A paper by University of Richmond professors Fiona Ross and William T. Ross has been selected for inclusion in “The Best Writing on Mathematics 2013,” published by Princeton University Press. The anthology seeks to bring together “the year’s finest mathematics writing from around the world.”
The Ross’s paper, “The Jordan Curve Theorem is Non-Trivial,” was first published in the “Journal of Mathematics and the Arts.” In it, said Mircea Pitici, the anthology’s editor, the Rosses present a brief history of the theorem, “hint at some tricky cases that defy the simplistic intuition behind it, and, most remarkably, illustrate the nonobvious character of the theorem with arresting drawings penned by Fiona Ross,” adjunct professor of art at the university. William T. Ross is a professor of mathematics.
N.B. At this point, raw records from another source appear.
PR #5498, opened 2021-11-04
fix(auth): Remove user from session storage when signed out from IDS

eirikurn:
## What

Remove user from session storage when signed out from IDS

## Why

This reduces chances of a person seeing a flash of logged-in state if they revisit our systems after signing out.

There are two cases this addresses:

1. User is signed in. to our webapp in an open tab and the IDS session ends somehow (expired or signed out in another tab). The open tab is immediately pinged that the user has signed out and it redirects to the signin screen. But that tab might still have an active JWT. If the user manually navigates back, it'll look like they're still signed in for a split second before they're redirected back to the signin screen. This can be repeated until the JWT expires.

2. Same as case 1 but in this case the user is signed in with an active JWT but the tab is not open.

With this change, case 1 will not happen anymore, since we'll remove the JWT before going to the signin screen for the first time. With case 2, the user may see a signed in view exactly once, after which the JWT is removed and they're sent to the signin screen.

## Checklist:


saevarma (approved):
LGTM

PR #5503, opened 2021-11-05
fix(infra-nest-server): Fixing SwaggerUI trailing slash redirect

saevarma:
## What

Adding handler for SwaggerUI trailing slash redirect.

## Why

If API is using Ingress rewrite-target to add a path prefix the SwaggerUI breaks if the user
navigates to the swagger path without trailing slash. This is due to express.static making a redirect
with trailing slash to server static assets. So our infra-nest-server handles this if the service has
`PUBLIC_URL´ environment variable set, it redirects to the correct path with trailing slash.

## Screenshots / Gifs

## Checklist:


sindrig (approved):
This is starting to look like it'll create more problems than it was supposed to solve :sweat_smile: 
LGTM tho

PR #5514, opened 2021-11-05
feat(judicial-system): Get police case file for original ancestor

gudjong:
# Get police case file for original ancestor

https://app.asana.com/0/1199153462262248/1201185512430557

## What

☝️ 

## Why

Required

## Checklist:


apps/judicial-system/backend/src/app/modules/case/interceptors/test/caseOriginalAncestorInterceptor.spec.ts
```diff
@@ -0,0 +1,108 @@
...
+
+  describe('next call', () => {
+    const theCase = {} as Case
+    const request = { case: theCase }
+    const result = {}
+    let then: Then
+
+    beforeEach(async () => {
+      mockRequest.mockImplementationOnce(() => request)
+      // mockFindOriginalAncestor.mockResolvedValueOnce(theCase)
```
oddsson, line 67: Consider removing this unused code

apps/judicial-system/backend/src/app/modules/case/guards/caseCompleted.guard.ts
```diff
@@ -12,7 +12,7 @@ import { Case } from '../models'
 
 @Injectable()
 export class CaseCompletedGuard implements CanActivate {
-  async canActivate(context: ExecutionContext): Promise<boolean> {
+  canActivate(context: ExecutionContext): boolean {
```
oddsson, line 15: I see that you are removing async in a couple of places but you are not removing any awaits. Was this function never being awaited on?

oddsson (changes requested):
Some minor things

apps/judicial-system/backend/src/app/modules/case/guards/caseCompleted.guard.ts
gudjong: This function is called as part of middleware execution. The framework uses awaits as neede.

oddsson (approved):

PR #5519, opened 2021-11-08
fix(fa): Css fix in veita and enum update in osk

MargretFinnboga:
# ...

https://app.asana.com/0/1201301944561348/1201337481363652
https://app.asana.com/0/1201301944561348/1201075565856649

## What

Removing overflow hidden in veita 
Updating family status enum removing and adding another value
Updating Summary page adding phone number beside the email, instead in user info

## Why

overflow was unnecessary and blocking styles 
More clarity

## Checklist:


apps/financial-aid/web-osk/src/components/Summary/FormInfo.tsx
```diff
@@ -21,6 +25,49 @@ const FormInfo = ({ info, error }: Props) => {
...
+                  <Text>{item.secInfo}</Text>
+                </Box>
+
+                <Box>
+                  <Button
+                    icon="pencil"
+                    iconType="filled"
+                    variant="utility"
+                    onClick={() => {
+                      router.push('samskipti')
```
Rikkiabb, line 61: Should this route be in our Route constant?

Rikkiabb (changes requested):
One comment and one question: Have you tried running Veita after these changes?

apps/financial-aid/web-osk/src/components/Summary/FormInfo.tsx
```diff
@@ -21,6 +25,49 @@ const FormInfo = ({ info, error }: Props) => {
     <>
       {info.map((item, index) => {
         const err = error && item.info === undefined
+        if (item.secLabel) {
```
Rikkiabb, line 28: Should this be a ternarny instead of a double return on line 28 and line 71

Rikkiabb: And what are the differences between these returns?

apps/financial-aid/web-osk/src/routes/application/SummaryForm/summaryForm.tsx
```diff
@@ -53,13 +54,13 @@ const SummaryForm = () => {
     {
       id: 'familyStatus',
       label: 'Hjúskaparstaða',
-      url: 'hjuskaparstada',
+      url: Routes.form.relationShip,
```
Rikkiabb, line 57: relationship is a single word and should hence not be camel cased.

apps/financial-aid/web-osk/src/components/Summary/FormInfo.tsx
Rikkiabb: Could I also get a screenshot of the UI when secLabel is defined 🙏

libs/financial-aid/shared/src/lib/const.ts
```diff
@@ -1,6 +1,18 @@
...
+    info: `${formRoutes}rettur`,
+    relationShip: `${formRoutes}hjuskaparstada`,
+    homeCircumstances: `${formRoutes}buseta`,
+    hasIncome: `${formRoutes}tekjur`,
+    employment: `${formRoutes}atvinna`,
+    usePersonalTaxCredit: `${formRoutes}personuafslattur`,
+    bankInfo: `${formRoutes}bankaupplysingar`,
+    contactInfo: `${formRoutes}samskipti`,
+    conformation: `${formRoutes}stadfesting`,
+  },
```
Rikkiabb, line 15: This is nice, we should maybe think about doing something similiar for other parts of our application

Rikkiabb (commented):
Some questions 😄

apps/financial-aid/web-osk/src/routes/application/SummaryForm/spouseSummary.tsx
```diff
@@ -42,29 +48,37 @@ const SpouseSummary = () => {
...
       id: 'hasIncome',
       label: 'Tekjur',
-      url: 'tekjur',
+      url: Routes.form.hasIncome,
       info:
         form?.hasIncome === undefined
           ? undefined
           : 'Ég hef ' +
-            (form.hasIncome ? '' : 'ekki') +
+            (form.hasIncome ? 'ekki ' : '') +
```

The two are husband and wife.
The paper shows through words and art that “Jordan curves are not the cold, abstract, boring objects we might think they are,” the Rosses wrote. “Instead, they can tell a story.”
William Ross said the paper was the first such collaboration between the two professors. “The idea came from me looking at some of Fiona’s latest drawings, which were one-line drawings with beautiful but quite complicated structures.” He was teaching the Jordan Curve Theorem at the time and was looking for a way of making it easier to prove to his students. “Fiona’s drawings gave the inspiration for how to better explain this.”
Pitici, the editor, said the selections in the book demonstrate that mathematicians “create new things and discover novel ways of looking at old things; they believe things hard to believe, and question what seems to be obvious.”